Il a fait remarquer d’emblée qu’au cours des quatre dernières décennies de crises cycliques ″ponctuées de bains de sang″ ayant suivi l’indépendance du Burundi recouvrée le 1er juillet 1962 jusqu’au 4 décembre 2008 (fin de la belligérance armée), ″beaucoup de Burundais″ s’étaient vus contraints de prendre refuge à l’étranger, notamment dans les pays limitrophes, à savoir la Tanzanie, le Rwanda et la République Démocratique du Congo (RDC ; ex-Zaïre).

Particulièrement en 2015, a-t-il illustré, au moment de ″l’insurrection″, un nombre important de Burundais ont dû fuir le pays ″suite à la terreur semée par des insurgés″ dans la province urbaine de Bujumbura abritant la capitale burundaise. En effet, a-t-il expliqué, depuis leur fuite, le chef d’Etat burundais Pierre Nkurunziza, a ordonné la protection de leurs biens, en l’occurrence les propriétés foncières et les maisons.

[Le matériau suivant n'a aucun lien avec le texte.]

Issue #6918, opened 2022-08-04
Replace changelog generation with integration with scriv


yarikoptic:
Auto e2big bug keeps striking and now even for relatively small 0.17.3 release. We need a reliable solution. Also @mih and others arn't satisfied with automated collection of changelog entries and would like to be able to curate them before the release. I think we need a solution which would allow for both

datalad-next already used scriv to assemble changelog entries: https://pypi.org/project/scriv/ . But again it is done manually requiring PR author to use scriv locally to master changelog every PR.

I think it would be best to merge both worlds: allow for automation when entries come from PR titles and can be provided custom and could be curated before release.

What is there is GitHub workflow which reacts on PR merges to maint and master and if PR diff lacks changes to changelog.d -  scriv creates a note based on that PR and pushes that change to github. Release workflow will use scriv  collect to actually create changelog for the release. The rest is to be done by auto.

Interested parties could then curate changelog skippers before release to their liking. Lazy overs like me can just rely on automated ones but still capable of inspecting/fixing.

@jwodder do you think this could work?

yarikoptic:
this is in large a satellite for the https://github.com/datalad/datalad/issues/6856 and if it gets resolved with a PR - should close that one as well.

jwodder:
@yarikoptic First off, I feel like mentioning [towncrier](https://pypi.org/project/towncrier/) as a possible alternative to scriv.  The two tools seem to have the same basic behavior, and I'm not sure how they differ, but I'd never heard of scriv before this issue.

> What is there is GitHub workflow which reacts on PR merges to maint and master and if PR diff lacks changes to changelog.d - scriv creates a note based on that PR and pushes that change to github.

Note that there's no dedicated "run on PR merge" event for GitHub Actions; the closest thing is reacting on pushes to the base branch.  Given that, I'm not entirely certain if it's possible to retrieve the PR that was just merged in a GitHub Actions workflow.

Also, if we generate the CHANGELOG entry ourselves instead of using auto, I'm not sure what auto would do about filling in the GitHub release notes.

Also note that the only features of auto that are hard to reproduce ourselves are (a) determining what PRs went into a release (which scriv/towncrier should be able to help with) and (b) determining the version bump level (which, for datalad, corresponds to the branch being released).  If we can do those things without auto, we won't really have any need for auto left.

yarikoptic:
[...]

PR #6981, opened 2022-08-24
Add workflow for autogenerating changelog snippets

jwodder:
Part of #6918.  The workflow won't affect this PR itself, but you can see it in action in a test repository at https://github.com/datalad/temp-release-devel/pull/4.

#### 🏠 Internal
- Add a workflow for autogenerating changelog snippets

[travis skip]
[appveyor skip]

### DIFF
--- a/.github/workflows/add-changelog-snippet.yml
+++ b/.github/workflows/add-changelog-snippet.yml
@@ -26,8 +26,8 @@ jobs:
 
       - name: Configure Git identity
         run: |
-          git config --global user.name "github-actions"
-          git config --global user.email "github-actions@users.noreply.github.com"
+          git config --global user.name "DataLad Bot"
+          git config --global user.email "bot@datalad.org"
 
       - name: Set up Python
         uses: actions/setup-python@v4
--- a/.github/workflows/add-changelog-snippet.yml
+++ b/.github/workflows/add-changelog-snippet.yml
@@ -15,7 +15,7 @@ jobs:
   add:
     runs-on: ubuntu-latest
     if: >
-      github.repository == 'datalad/datalad'
+      github.repository_owner == 'datalad'
         && contains(github.event.pull_request.labels.*.name, 'CHANGELOG-missing')
     steps:
       - name: Check out repository
--- a/.github/workflows/add-changelog-snippet.yml
+++ b/.github/workflows/add-changelog-snippet.yml
@@ -2,7 +2,14 @@ name: Add changelog.d snippet
 
 on:
   pull_request_target:
-    types: [opened, synchronize, reopened, labeled]
+    # "labeled" is also triggered when a PR is created with one or more labels
+    types: [synchronize, labeled]
+
+# Prevent the workflow from running multiple jobs at once when a PR is created
+# with multiple labels:
+concurrency:
+  group: ${{ github.workflow }}-${{ github.ref_name }}
+  cancel-in-progress: true
 
 jobs:
   add:
--- a/.github/workflows/add-changelog-snippet.yml
+++ b/.github/workflows/add-changelog-snippet.yml
@@ -1,0 +1,56 @@
+name: Add changelog.d snippet
+
+on:
+  pull_request_target:
+    types: [opened, synchronize, reopened, labeled]
+
+jobs:
+  add:
+    runs-on: ubuntu-latest
+    if: >
+      github.repository == 'datalad/datalad'
+        && contains(github.event.pull_request.labels.*.name, 'CHANGELOG-missing')
+    steps:
+      - name: Check out repository
+        uses: actions/checkout@v3
+        with:
+          ref: ${{ github.event.pull_request.head.ref }}
+          repository: ${{ github.event.pull_request.head.repo.full_name }}
+
+      - name: Configure Git identity
+        run: |
+          git config --global user.name "github-actions"
+          git config --global user.email "github-actions@users.noreply.github.com"
+
+      - name: Set up Python
+        uses: actions/setup-python@v4
+        with:
+          python-version: '^3.7'
+
+      - name: Install Python dependencies
+        run: python -m pip install --upgrade requests
+
+      - name: Generate changelog.d snippet
+        run: |
+          python3 tools/ci/mkchlog-snippet.py \
+            ${{ github.repository_owner }} \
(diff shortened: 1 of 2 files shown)


yarikoptic:
Thanks @jwodder ! shouldn't we get it into `maint` instead of `master`?

jwodder:
@yarikoptic Fixed.

.github/workflows/add-changelog-snippet.yml
```diff
@@ -0,0 +1,63 @@
...
+      - name: Check out repository
+        uses: actions/checkout@v3
+        with:
+          ref: ${{ github.event.pull_request.head.ref }}
+          repository: ${{ github.event.pull_request.head.repo.full_name }}
+
+      - name: Configure Git identity
+        run: |
+          git config --global user.name "github-actions"
+          git config --global user.email "github-actions@users.noreply.github.com"
```
yarikoptic, line 30:
```suggestion
          git config --global user.name "DataLad Bot"
          git config --global user.email "bot@datalad.org"
```

as we already use in `.autorc`.

.github/workflows/add-changelog-snippet.yml
```diff
@@ -0,0 +1,63 @@
...
+# with multiple labels:
+concurrency:
+  group: ${{ github.workflow }}-${{ github.ref_name }}
+  cancel-in-progress: true
+
+jobs:
+  add:
+    runs-on: ubuntu-latest
+    if: >
+      github.repository == 'datalad/datalad'
```
yarikoptic, line 18: since this is to prevent running this workflow on forks, and since we are unlikely to fork into datalad organization itself but might decide to adopt this workflow elsewhere,  please make it allow for any repository under `datalad` organization.

tools/ci/mkchlog-snippet.py
```diff
@@ -0,0 +1,180 @@
...
+
+    @property
+    def category(self) -> str:
+        for lbl, cat in SEMVER_LABELS:
+            if lbl in self.labels:
+                return cat
+        sys.exit("Pull request lacks semver labels")
+
+    def as_snippet(self) -> str:
+        item = self.title
```
yarikoptic, line 57:
```suggestion
        item = self.title.strip()
```
to also ensure legit subsequent checks etc.

tools/ci/mkchlog-snippet.py
```diff
@@ -0,0 +1,180 @@
...
+        if not item.endswith((".", "!", "?")):
+            item += "."
+        if self.closed_issues:
+            item += f"  Fixes {', '.join(self.closed_issues)} via {self.url} (by @{self.author})"
```
yarikoptic, line 61: please make closed_issues not just pure URLs but rather `[#NUMBER](https://github.com/datalad/datalad/pull/NUMBER)` and similar to PR not just `self.url` but `[PR #NUMBER](self.url)` and `@{self.author}` into a link - would make changelog rendering more concise and inline with what we have now.

tools/ci/mkchlog-snippet.py
```diff
@@ -0,0 +1,180 @@
...
+        else:
+            item += f"  {self.url} (by @{self.author})"
```
yarikoptic, line 63: same here about PR self.url and author

yarikoptic (changes requested):
Looks great to me, suggested minor stylistic additions.

.github/workflows/add-changelog-snippet.yml
jwodder: Done: f5fe5aa54.

tools/ci/mkchlog-snippet.py
jwodder: Done: dd2824d62.

tools/ci/mkchlog-snippet.py
jwodder: Done.

tools/ci/mkchlog-snippet.py
```diff
@@ -0,0 +1,210 @@
...
+        "repo_name": repo_name,
+        "prnum": prnum,
+        "closing_cursor": None,
+        "label_cursor": None,
+    }
+    closed_issues: list[str] = []
+    labels: set[str] = set()
+    with requests.Session() as s:
+        s.headers["Authorization"] = f"bearer {token}"
+        while True:
```
yarikoptic, line 180: This loop necessity/logic is not clear to me: from reading the code - it loops if there are next pages for issues and/or labels, while overwriting `data` (used to get metadata for the PR itself) on next iteration.  
Does every "page" repeat all the same information about PR (so overloading of `data` with title/number/url would be ok) but with some extra metadata for issues/labels?  if so -- ok, if not -- might need fixup of logic.

In either case (either logic needs to be fixed or not), @jwodder could you please add some comment above the `while True` loop describing why it is needed?

tools/ci/mkchlog-snippet.py
```diff
@@ -0,0 +1,210 @@
...
+        if not item.endswith((".", "!", "?")):
+            item += "."
+        if self.closed_issues:
+            item += (
+                "  Fixes "
+                + ", ".join(i.as_link() for i in self.closed_issues)
+                + f" via {self.as_link()} (by {self.author.as_link()})"
+            )
+        else:
+            item += f"  {self.as_link()} (by {self.author.as_link()})"
```
yarikoptic, line 89: @mih -- overall, are you ok with trying out such an approach in `maint` (and we will merge into master as well)

tools/ci/mkchlog-snippet.py
yarikoptic: Thanks for the explanation and the comment. As long as it works -- fine with me as-is given that we should not get over 50 in any of those "categories" ;)

tools/ci/mkchlog-snippet.py
```diff
@@ -0,0 +1,213 @@
...
```
yarikoptic, line 89: Minor: it seems some minor duplication avoidance with centralized "two spaces away":

```suggestion
        item += "  "
        if self.closed_issues:
            item += (
                "Fixes "
                + ", ".join(i.as_link() for i in self.closed_issues)
                + " via "
            )
        item += f"{self.as_link()} (by {self.author.as_link()})"
```

PR #6983, opened 2022-08-24
RF(BK?): dissolve support for old style Interfaces without @eval_results

yarikoptic:
I saw TODO and "acted". But then at the end I decided to ask grep and found that we have 2 interfaces
which do that still. So it might be a bit early or we could just make those interfaces
also into @eval_results ones. WDYT?

TODOs
- [ ] see if we want to proceed with such change
- [ ] ? make `@eval_results` a no-op and just to become part of any `Interface` (somehow), and remove all of its references in this repo (and eventually in extensions through deprecation cycle)

- Remove explicit support for `Interface` subclasses without `@eval_results`

### DIFF
--- a/datalad/cli/exec.py
+++ b/datalad/cli/exec.py
@@ -22,7 +22,6 @@ from datalad.utils import (
 )
 
 # only imported during command execution
-# .interface._has_eval_results_call
 # from .utils import EnsureKeyChoice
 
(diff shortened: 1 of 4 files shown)


yarikoptic:
not yet I guess, have better things to do ;-)

PR #6915, opened 2022-08-03
Run pytests in parallel (-n 4) on CI (travis ATM)

yarikoptic:
[appveyor skip]

PR #6987, opened 2022-08-26
Run pytests in parallel (-n 2) on appveyor

yarikoptic:
https://github.com/datalad/datalad/pull/6915 has done that for Travis

Should cut tests run time by considerable %

### DIFF
--- a/.appveyor.yml
+++ b/.appveyor.yml
@@ -346,8 +346,8 @@ test_script:
   - sh: mkdir __testhome__
   - cd __testhome__
     # run test selection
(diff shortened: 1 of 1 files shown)


yarikoptic:
hm -- one run seems stalled and thus was killed at test_download_url_dataset, another one - filed https://github.com/datalad/datalad/issues/6994 - some flaky. restarting incomplete

yarikoptic:
Since it is trivial, if no objections are stated, will merge tomorrow.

De surcroît, a-t-il ajouté, le président Nkurunziza a lancé un ″appel très pressant″ à tous les réfugiés burundais de retourner dans leur patrie, pour ″joindre leurs efforts à ceux de leurs compatriotes″ dans le processus de reconstruction nationale post-conflit. ″C’est ainsi que juste en 2016 après ces événements malheureux, un bon nombre de Burundais a commencé à se rapatrier de manière volontaire, à telle enseigne que depuis janvier 2016 jusqu’en août 2017, on avait déjà accueilli plus de 68.000 Burundais qui se sont rapatriés volontairement de la Tanzanie ; lesquels sont rentrés spontanément sans l’appui du Haut-commissariat des Nations Unies pour les réfugiés (HCR) ou du pays de refuge″, a-t-il affirmé.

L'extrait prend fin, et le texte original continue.